**RECORDS FOR THE TASK**.
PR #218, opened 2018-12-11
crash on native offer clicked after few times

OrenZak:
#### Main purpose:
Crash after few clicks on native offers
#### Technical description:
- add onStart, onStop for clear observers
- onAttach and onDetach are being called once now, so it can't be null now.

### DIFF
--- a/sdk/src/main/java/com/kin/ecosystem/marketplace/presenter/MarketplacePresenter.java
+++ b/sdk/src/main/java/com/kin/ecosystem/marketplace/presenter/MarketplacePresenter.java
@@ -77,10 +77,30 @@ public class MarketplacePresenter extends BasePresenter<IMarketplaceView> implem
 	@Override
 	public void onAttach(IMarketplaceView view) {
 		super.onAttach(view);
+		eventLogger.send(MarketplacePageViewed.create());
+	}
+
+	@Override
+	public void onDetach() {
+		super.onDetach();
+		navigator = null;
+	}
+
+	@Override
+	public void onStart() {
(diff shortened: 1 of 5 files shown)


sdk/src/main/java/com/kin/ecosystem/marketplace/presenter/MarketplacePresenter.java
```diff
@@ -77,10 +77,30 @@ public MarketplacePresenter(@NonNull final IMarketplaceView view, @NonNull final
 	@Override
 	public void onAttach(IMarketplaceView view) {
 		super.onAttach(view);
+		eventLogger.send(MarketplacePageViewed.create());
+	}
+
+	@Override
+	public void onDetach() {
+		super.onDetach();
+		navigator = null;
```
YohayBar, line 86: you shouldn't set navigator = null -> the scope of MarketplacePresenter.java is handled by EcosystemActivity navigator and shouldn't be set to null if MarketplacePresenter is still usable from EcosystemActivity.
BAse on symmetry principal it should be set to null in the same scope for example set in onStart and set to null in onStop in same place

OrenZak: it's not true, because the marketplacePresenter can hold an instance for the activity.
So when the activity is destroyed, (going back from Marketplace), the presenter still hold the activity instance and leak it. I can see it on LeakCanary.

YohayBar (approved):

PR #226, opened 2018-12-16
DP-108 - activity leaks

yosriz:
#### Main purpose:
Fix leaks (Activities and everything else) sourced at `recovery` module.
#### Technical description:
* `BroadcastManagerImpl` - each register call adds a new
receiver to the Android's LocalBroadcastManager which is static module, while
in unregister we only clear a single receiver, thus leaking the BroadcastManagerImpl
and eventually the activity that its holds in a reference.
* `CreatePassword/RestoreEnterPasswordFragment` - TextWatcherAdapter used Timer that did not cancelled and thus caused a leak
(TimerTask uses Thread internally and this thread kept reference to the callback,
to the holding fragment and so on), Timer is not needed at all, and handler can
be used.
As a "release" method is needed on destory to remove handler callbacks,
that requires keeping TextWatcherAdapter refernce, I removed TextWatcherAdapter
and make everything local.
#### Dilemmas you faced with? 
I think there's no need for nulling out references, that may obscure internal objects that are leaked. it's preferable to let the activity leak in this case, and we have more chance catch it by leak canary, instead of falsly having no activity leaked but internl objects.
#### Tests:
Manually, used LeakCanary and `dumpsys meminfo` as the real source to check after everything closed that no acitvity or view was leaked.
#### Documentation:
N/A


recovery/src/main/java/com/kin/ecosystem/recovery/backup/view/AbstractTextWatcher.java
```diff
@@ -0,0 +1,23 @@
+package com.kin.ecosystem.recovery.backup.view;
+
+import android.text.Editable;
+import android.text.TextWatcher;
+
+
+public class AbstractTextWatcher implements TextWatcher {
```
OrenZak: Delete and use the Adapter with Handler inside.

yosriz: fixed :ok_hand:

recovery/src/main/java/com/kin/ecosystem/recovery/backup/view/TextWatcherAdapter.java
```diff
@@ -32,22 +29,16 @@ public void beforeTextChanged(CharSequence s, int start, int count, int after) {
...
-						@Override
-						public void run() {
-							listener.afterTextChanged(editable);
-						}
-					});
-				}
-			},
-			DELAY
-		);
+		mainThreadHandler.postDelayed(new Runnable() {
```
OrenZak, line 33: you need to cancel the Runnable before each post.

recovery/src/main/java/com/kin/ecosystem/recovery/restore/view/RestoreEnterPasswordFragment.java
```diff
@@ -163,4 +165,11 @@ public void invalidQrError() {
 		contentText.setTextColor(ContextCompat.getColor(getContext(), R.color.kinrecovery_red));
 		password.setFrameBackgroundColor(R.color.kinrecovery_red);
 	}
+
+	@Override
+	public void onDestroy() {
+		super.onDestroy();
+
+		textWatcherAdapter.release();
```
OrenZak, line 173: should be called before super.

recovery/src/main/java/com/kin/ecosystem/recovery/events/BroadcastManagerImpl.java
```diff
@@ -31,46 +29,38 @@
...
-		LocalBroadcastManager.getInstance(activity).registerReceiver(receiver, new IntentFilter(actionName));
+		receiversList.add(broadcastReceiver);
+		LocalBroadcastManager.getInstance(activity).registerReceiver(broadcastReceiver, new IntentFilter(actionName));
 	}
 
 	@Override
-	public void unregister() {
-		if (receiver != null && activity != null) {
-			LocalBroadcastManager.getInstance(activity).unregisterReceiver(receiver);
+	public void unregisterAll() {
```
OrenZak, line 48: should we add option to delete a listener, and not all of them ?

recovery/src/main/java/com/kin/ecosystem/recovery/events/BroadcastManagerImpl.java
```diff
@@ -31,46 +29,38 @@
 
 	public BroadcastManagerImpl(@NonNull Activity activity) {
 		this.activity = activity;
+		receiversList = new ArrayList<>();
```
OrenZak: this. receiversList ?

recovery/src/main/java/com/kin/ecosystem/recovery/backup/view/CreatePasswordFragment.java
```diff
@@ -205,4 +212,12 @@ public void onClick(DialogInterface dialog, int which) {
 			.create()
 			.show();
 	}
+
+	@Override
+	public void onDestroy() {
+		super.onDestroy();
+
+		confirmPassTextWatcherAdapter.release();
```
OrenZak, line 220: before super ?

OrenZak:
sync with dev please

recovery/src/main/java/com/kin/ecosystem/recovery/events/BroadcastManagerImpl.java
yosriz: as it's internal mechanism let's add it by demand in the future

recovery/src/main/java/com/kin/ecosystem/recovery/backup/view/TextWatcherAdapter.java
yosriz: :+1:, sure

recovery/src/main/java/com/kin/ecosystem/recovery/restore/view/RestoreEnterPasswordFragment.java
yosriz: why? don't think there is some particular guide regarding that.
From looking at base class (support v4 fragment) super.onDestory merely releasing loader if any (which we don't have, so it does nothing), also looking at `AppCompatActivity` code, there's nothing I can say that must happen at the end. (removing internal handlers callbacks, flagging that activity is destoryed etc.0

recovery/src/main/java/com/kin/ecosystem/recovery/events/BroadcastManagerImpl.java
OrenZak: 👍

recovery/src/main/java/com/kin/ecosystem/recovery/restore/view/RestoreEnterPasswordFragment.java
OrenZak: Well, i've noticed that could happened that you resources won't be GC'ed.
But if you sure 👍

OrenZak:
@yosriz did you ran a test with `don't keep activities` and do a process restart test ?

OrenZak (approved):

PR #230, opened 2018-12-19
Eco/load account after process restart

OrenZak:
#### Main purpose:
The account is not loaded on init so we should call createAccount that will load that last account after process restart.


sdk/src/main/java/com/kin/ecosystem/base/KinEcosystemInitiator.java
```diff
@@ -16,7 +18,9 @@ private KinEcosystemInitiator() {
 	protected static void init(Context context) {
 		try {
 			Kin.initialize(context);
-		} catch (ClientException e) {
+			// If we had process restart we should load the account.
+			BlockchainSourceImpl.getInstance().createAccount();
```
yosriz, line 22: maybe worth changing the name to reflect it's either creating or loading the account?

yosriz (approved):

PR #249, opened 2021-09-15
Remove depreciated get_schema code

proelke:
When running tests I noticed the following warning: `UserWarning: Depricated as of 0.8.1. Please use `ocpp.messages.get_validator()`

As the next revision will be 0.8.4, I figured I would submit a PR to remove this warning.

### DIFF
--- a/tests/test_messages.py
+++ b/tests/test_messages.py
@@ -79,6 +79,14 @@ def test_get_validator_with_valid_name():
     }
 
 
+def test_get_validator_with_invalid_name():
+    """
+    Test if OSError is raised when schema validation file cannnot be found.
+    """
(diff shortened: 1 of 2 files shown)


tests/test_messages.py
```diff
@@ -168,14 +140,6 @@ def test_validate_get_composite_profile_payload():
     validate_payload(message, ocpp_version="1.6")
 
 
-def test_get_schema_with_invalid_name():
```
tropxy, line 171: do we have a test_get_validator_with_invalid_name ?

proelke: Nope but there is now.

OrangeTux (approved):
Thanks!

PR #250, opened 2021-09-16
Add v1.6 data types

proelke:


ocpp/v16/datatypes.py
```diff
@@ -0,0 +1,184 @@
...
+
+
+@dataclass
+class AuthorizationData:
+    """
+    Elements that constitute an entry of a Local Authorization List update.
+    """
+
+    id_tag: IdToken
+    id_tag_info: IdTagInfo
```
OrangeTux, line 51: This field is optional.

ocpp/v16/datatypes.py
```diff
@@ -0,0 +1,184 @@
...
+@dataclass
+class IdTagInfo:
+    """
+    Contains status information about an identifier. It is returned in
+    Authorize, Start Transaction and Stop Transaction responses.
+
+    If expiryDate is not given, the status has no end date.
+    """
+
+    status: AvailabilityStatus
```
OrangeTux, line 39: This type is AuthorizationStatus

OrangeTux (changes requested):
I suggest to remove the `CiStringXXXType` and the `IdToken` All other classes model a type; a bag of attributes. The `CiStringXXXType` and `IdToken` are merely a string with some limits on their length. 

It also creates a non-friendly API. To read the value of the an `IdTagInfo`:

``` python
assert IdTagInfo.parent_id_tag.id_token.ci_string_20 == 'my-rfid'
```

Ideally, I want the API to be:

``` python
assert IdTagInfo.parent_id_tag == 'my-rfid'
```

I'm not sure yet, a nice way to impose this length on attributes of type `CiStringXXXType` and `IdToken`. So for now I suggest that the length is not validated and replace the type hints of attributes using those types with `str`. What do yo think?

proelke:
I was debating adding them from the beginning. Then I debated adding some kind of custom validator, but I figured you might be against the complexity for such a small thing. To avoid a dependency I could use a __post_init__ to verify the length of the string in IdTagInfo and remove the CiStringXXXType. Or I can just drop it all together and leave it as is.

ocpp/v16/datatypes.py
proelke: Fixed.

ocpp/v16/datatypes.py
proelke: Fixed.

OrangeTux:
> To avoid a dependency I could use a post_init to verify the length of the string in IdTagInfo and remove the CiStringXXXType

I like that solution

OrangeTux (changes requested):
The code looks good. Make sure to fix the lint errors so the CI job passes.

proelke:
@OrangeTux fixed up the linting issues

**TASK BRIEF**.
From the entries above, write out only the lines starting at the line that holds "OrenZak, line 220: before super ?" and ending at the line that holds "yosriz: as it's", keeping both and matching them exactly.

**ANSWER FOR THE TASK**.
OrenZak, line 220: before super ?

OrenZak:
sync with dev please

recovery/src/main/java/com/kin/ecosystem/recovery/events/BroadcastManagerImpl.java
yosriz: as it's internal mechanism let's add it by demand in the future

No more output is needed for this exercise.